Intelligence

Want to be More Creative? Embrace Boredom

Courtney Chennells

Private: Courtney Chennells

Vice President

In our digital age, the tech detox is the new juice cleanse. Wellness experts and medical professionals alike remind us to put down our smartphones and step away from our screens for the sake of our mental and physical health. But as I recently learned from journalist and “Note to Self” podcast host Manoush Zomorodi, there’s another problematic side effect of constant connectivity: it keeps us from getting bored.

“Wait,” you might be thinking, “isn’t that a good thing? Who wants to be bored?”

It turns out, as Manoush explains in her Bored & Brilliant podcast series and accompanying TED talk, that boredom affects our brains in a productive and valuable way: it sparks our imaginations (science backs her up). Think back to your childhood. In my house, if we kids complained that we were bored, my parents sent us to play outside. With no video games or devices to absorb our attention, we made up stories, games and activities to entertain ourselves. We used our imaginations – and imagination is the engine of creativity, whether you’re a kid playing in the backyard or an adult brainstorming for a big project at work.

The idea that boredom begets creativity presents an interesting catch-22 for those of us in the communications field: the nature of our jobs demands ever-increasing levels of connectivity, yet our clients count on us for the fresh ideas and creative thinking that are most likely to flourish when we let our minds wander.

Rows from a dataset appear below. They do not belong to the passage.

PR #2778, opened 2024-02-10
Fix a few scope related deprecation warnings

s-ludwig:


http/vibe/http/common.d
```diff
@@ -300,7 +300,7 @@ class HTTPResponse {
 		InetHeaderMap headers;
 
 		/// All cookies that shall be set on the client for this request
-		@property ref DictionaryList!Cookie cookies() { return m_cookies; }
+		@property scope ref DictionaryList!Cookie cookies() return { return m_cookies; }
```
Geod24, line 303:
```suggestion
		@property ref DictionaryList!Cookie cookies() scope return { return m_cookies; }
```
?

stream/vibe/stream/multicast.d
```diff
@@ -75,10 +75,10 @@ struct MulticastStream(OutputStreams...) {
 		if (m_tasks.length > 0) {
 			Exception ex;
 			foreach (i, T; OutputStreams[1 .. $])
-				m_tasks[i] = runTask({
-					try m_outputs[i+1].flush();
+				m_tasks[i] = runTask((MulticastStream _this) {
```
Geod24, line 78:
```suggestion
				m_tasks[i] = runTask((scope MulticastStream _this) {
```
?

Geod24 (approved):

http/vibe/http/common.d
s-ludwig: Do we even need the `scope` at all here? I still couldn't force myself to look through the spec to fully grasp the `scope` additions (assuming that everything is correctly documented by now) and from the observed effects I'm unsure whether `return` a) implies `scope`, b) is required to be used in conjunction with `scope`, or c) has an independent effect on the parameter/`this` pointer.

stream/vibe/stream/multicast.d
s-ludwig: Applied to both similar places.

http/vibe/http/common.d
Geod24: We need `scope` only if we intend to call this function with a `scope DictionaryList!Cookie` is my understanding. But I have a similar issue with the spec.

PR #2803, opened 2024-08-20
Mail: Implement SMTP XOAUTH2 authentication

Geod24:
A fairly simple implementation allowing to send emails to M365 / gmail.


Geod24:
CI is broken @s-ludwig ?

s-ludwig:
CI is behaving in a strange way. I restarted some jobs manually and they passed, but re-running all failed jobs made some of them fail again. Seems as if some runners might have a lower RAM limit?

In any case, lets just merge this, as there is nothing that should be compiler version specific.

PR #2811, opened 2025-01-02
ci: Upgrade supported compiler & dub version

Geod24:
Test with only the latest 10 releases.


Geod24:
Seems to work but required pipelines will need to be changed by an admin (@s-ludwig )

PR #13, opened 2019-07-06
Inclusion of elliptical cross-section geometry.

BenjaminFraser:
Many thanks for providing this fantastic library for FEA various cross-sections - it's been extremely useful for some academic analysis I've been conducting over recent months!

Whilst using section-properties, I used it to analyse customised elliptical cross-sections with several inclusions of new classes to the sections.py file. As part of this I added a class for both solid and hollow elliptical sections, which was basically just some small modifications to the circular section classes.

If you think these are useful / appropriate, I've provided them in a pull request.

Kind regards,

Ben


sectionproperties/pre/sections.py
```diff
@@ -534,6 +534,142 @@ def __init__(self, d, n, shift=[0, 0]):
...
+                self.facets.append([i, 0])
+
+        self.shift_section()
+
+
+class Ehs(Geometry):
+    """Constructs an elliptical hollow section centered at the origin *(0, 0)*,
+    with outer vertical diameter *d_yo*, outer horizontal diameter *d_xo*, and 
+    thickness *t*, using *n* points to construct the inner and outer ellipses. 
+    Note that the thickness of a hollow ellipse does not stay constant all
```
Agent6-6-6: Hi Benjamin

I wonder if you can expand on this, it's my understanding that the perpendicular to surface through thickness is constant. I checked your code against the British EHS's and it agreed quite well so I assume your formulation is correct as it appears to create a section that has a constant through thickness based on plots. So the note saying the thickness is not constant was a little confusing to me. Can you elaborate on this if the through thickness is not constant. 

These were the only commercial EHS I could find properties for
[https://www.steelconstruction.info/images/e/eb/Celsius_355_NH_Technical_Guide_2018.pdf](https://www.steelconstruction.info/images/e/eb/Celsius_355_NH_Technical_Guide_2018.pdf)

robbievanleeuwen: Thanks Ben for the useful additions to the sections file! And thanks Agent for the proofing!

PR #18, opened 2019-11-12
Add nastran sections

JohnDN90:
This branch adds cross-section geometries commonly available in Nastran-based beam libraries. While these geometries could always be defined using `CustomSection` I thought it was be useful to have the Nastran geometries defined and parameterized in a way that is consistent with Nastran.

Python API documentation has been updated with information for the new sections.

A new example has been added demonstrating creation of one of the new sections.


JohnDN90:
I want to add some geometry checks to the new sections before you consider merging this pull request.  I'll get those changes pushed up later today, probably by 09:30, Sydney Australia time.

robbievanleeuwen:
Hi John,

Thanks for this pull request - only just getting the time to have a look at these, apologies for the delay! Quick question (I have never used NASTRAN before) - what is the relevance of the getStressPoints methods? 

Also, these methods seem to use the same input parameters (DIM1, ..., DIMX, shift) as those used to create the sections - would it make sense to store these variables as class variables and then refer to them in the getStressPoints functions? The getStressPoints method would then not need to take any parameters. For example:

```python
def __init__(self, DIM1, DIM2):
    self.DIM1 = DIM1
    self.DIM2 = DIM2

    # construct rest of method...

def getStressPoints(self):
    C = (0.5*self.DIM1-shift[0], 0.5*self.DIM2-shift[1])
    # etc.
```

Let me know your thoughts on this, maybe it doesn't make sense because I'm not understanding what the getStressPoints method is for. Also I'm happy to make these changes if you think they're relevant.

Robbie

Czarified:
Hi Robbie! I may be able to shed some light on this. In Nastran parlance, the stress recovery points are just the fiber locations on the section where Nastran will automatically evaluate and return data from (assuming stress results are requested). It of course has the stress function for the element, but data at these points it prints to the output file.

From the documentation:

> Ci, Di, Ei, Fi:  The y and z locations (i = 1 corresponds to y and i = 2 corresponds to z) in
> element coordinates relative to the shear center for the cross section located at
> X/XB. The values are fiber locations for stress data recovery.

So from the looks of it, each class method just automatically provides you the same points as the Nastran definition for each cross-section type.

JohnDN90:
> Also wondering if you could briefly explain the use case for this module? E.g. what is the main advantage of having these NASTRAN sections given a lot of these sections are included in the sections module?

Nastran is one of the most common FEA analysis packages and offers a wide variety of cross-sectional shapes for 1D elements.  Some of the shapes are complex enough that Nastran does it's own cross-sectional analysis (also using the Pilkey method) to determine section properties.  You can see many of the cross sections [here](https://knowledge.autodesk.com/support/nastran/learn-explore/caas/CloudHelp/cloudhelp/2018/ENU/NSTRN-Reference/files/GUID-40E4AA5C-1432-4516-999C-C82303877473-htm.html).  I've ran into several cases on my own when working with an input file (created by someone other than me) where the cross-sectional properties are defined using a PBARL or PBEAML card.  In these cases, dimensions of the cross-section are specified rather than the cross-sectional properties themselves.

This pull request would allow users to take the specified dimensions from a Nastran input file and enter them into section-properties to calculate the cross-sectional properties.  This is useful for debugging Nastran input files and also for "translating" them for use with other programs.  

There are multiple sections defined in Nastran which aren't currently pre-defined in section-properties.  Granted you could calculate these sections by specifying the cross-section using vertices, but I think having these sections pre-defined simplifies ease of use.  Some sections are repeated, for instance the BAR section in Nastran is the same as your RectangularSection.  I choose to repeat some of these cross-sections because I believe it makes the code more intuitive. If someone is using section-properties to figure out the properties of a Nastran section, I feel its more intuitive for them to look for a "BARSection" rather than a "RectangularSection", although they could use either.

> Quick question (I have never used NASTRAN before) - what is the relevance of the getStressPoints methods?

The stress point are the four points that Nastran uses to evaluate the stresses at in the cross-section.  These are represented by C, D, E, and F on the cross-section at the link above.  The coordinates C, D, E, and F are relative to the shear center of the cross-section in Nastran.  Here, I've made them relative to the origin, but you can still get them relative to the shear center by passing in the shear center as the `shift`.

> Also, these methods seem to use the same input parameters (DIM1, ..., DIMX, shift) as those used to create the sections - would it make sense to store these variables as class variables and then refer to them in the getStressPoints functions? The getStressPoints method would then not need to take any parameters.

That makes sense to me. We can go ahead and do that.

robbievanleeuwen:
Thanks for the detailed response! I have merged this branch into the master branch.

Issue #27, opened 2020-08-12
Plot Image Saving


Czarified:
**Is your feature request related to a problem? Please describe.**
No

**Describe the solution you'd like**
Switch at least the plot_centroids method to return the fig,ax objects so they can be properly saved and/or modified, regardless of execution method.

**Describe alternatives you've considered**
I've tried implementing a `plt.savefig(name)` command after calling `xsect.plot_centroids()`. This will work with `pause=False` if executed on the command line, however if executed somewhere like a Jupyter notebook, the "current figure" that `plt.savefig()` grabs is blank (even if pause is True). Some users are getting no plots while I'm getting correct plots. Online users always recommend saving prior to showing, or using the `plt.gcf()` to return a `Figure` object for referencing later.

This should be a simple fix by returning fig,ax in the plotting methods. Then, the figure is stored directly in memory and can be addressed by python to `fig.savefig()` instead.

It may break some existing implementations, if returned objects are not expected. That's why I wanted to bring up an issue rather than jumping straight into a new PR.

**Additional context**
An object oriented approach with matplotlib is better, in my opinion, than the "default" plt.plot and plt.show. It allows more exact control. Am I missing something obvious?

Czarified:
FYI, somehow I duplicated this issue. I think my internet connection was on the fritz and sent the command multiple times when trying to reestablish connection. I closed all the duplicates.

Czarified:
@robbievanleeuwen , any thoughts on this? I'd love to be told I'm wrong and missing some obvious way to just save the output plots without having to display them.

robbievanleeuwen:
Hi @Czarified, sorry dropped the ball on this.

Think everything makes sense and happy to implement the changes. Also implemented to other plotting methods.

Don't think changing the examples is necessary as you can ignore the returned values from the functions.

Czarified:
@robbievanleeuwen thanks for incorporating that, and expanding it! Any idea when the next release is planned, so these features make it over to the PyPI distribution?

PR #33, opened 2020-09-12
plot_centroids figure return

Czarified:
`CrossSection.plot_centroids()` now returns the plot figure and axes object.

Example scripts also updated to reflect this.

This PR should resolve Issue #27, allowing users more flexibility with the cross-section figure results. For example, adding points/arrows/circles to the figure, or saving the figure without relying on `plt.savefig(name)`, where the "current figure" isn't always correct.

### DIFF
--- a/sectionproperties/analysis/cross_section.py
+++ b/sectionproperties/analysis/cross_section.py
@@ -1177,6 +1177,8 @@ class CrossSection:
         # finish the plot
         post.finish_plot(ax, pause, title='Centroids')
 
+        return fig, ax
+
     def display_mesh_info(self):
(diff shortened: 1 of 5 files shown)


Czarified:
@robbievanleeuwen , since the dxf update seems to be taking a while, could I request a v1.0.8 packaged release with this change implemented? It would help me out to be able to pip install the library directly, rather than building the master branch myself, and I see no harm in including this small patch as really the only feature in 1.0.8.

Either way, it's no big deal! 😄

robbievanleeuwen:
Hi @Czarified ,

Apologies for the lack of response, I was recently in an accident and have had a bit of a slow recovery. I will try to have a look at this in the coming days :)

Robbie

As agency professionals, first and foremost, we are in the business of client service. Responsiveness to our clients’ needs and reporters’ requests is critical – and in today’s 24-hour news cycle, responses must be swift. In addition, as service providers, we are under continuous pressure to demonstrate value and deliver tangible results: securing an interview opportunity with a top-tier target publication, developing sharp and compelling campaign content, planning and executing events that will generate awareness and coverage for our clients, and more. It’s easy to adopt the mindset that if we’re not constantly busy, we’re not being productive, and if we’re not being productive, we’re not adding value.

But if you ask a prospective client what they’re looking for in a new agency, they will almost always cite creativity as one of their most sought-after attributesvalues. In my experience, the projects that generate the most praise and excitement from clients are the ones where we flex our creative muscles to come up with a fresh angle for a campaign or an unexpected solution to a stubborn problem. In order to deliver such inspired ideas, we must resist the temptation to remain constantly bogged down in the nitty gritty details of our day-to-day responsibilities.

To be clear, this isn’t an easy thing to do! Carving out time to “be bored” feels uncomfortable, and even a little lazy or self-indulgent. But if we want to do our best work as creative professionals and outstanding service providers, we as an industry need to better encourage the kind of thinking that sparks big, bold ideas and new perspectives. Exactly how to accomplish this will vary from person to person, but it doesn’t require a radical overhaul of your lifestyle or work routine: for example, Manoush suggests leaving your smartphone in your bag and letting your mind wander during your commute, rather than checking emails or listening to a podcast. And if you have a preferred creative outlet or pastime outside of work that helps you get into that imaginative headspace (I enjoy painting and running), make it a priority to block time on your calendar for those activities.

In this day and age, a full-fledged digital detox is an unreasonable stunt for most of us to attempt. Fortunately, you don’t need to abandon technology altogether to jump-start your creativity – you just need to give your brain a chance to get bored every once in awhile.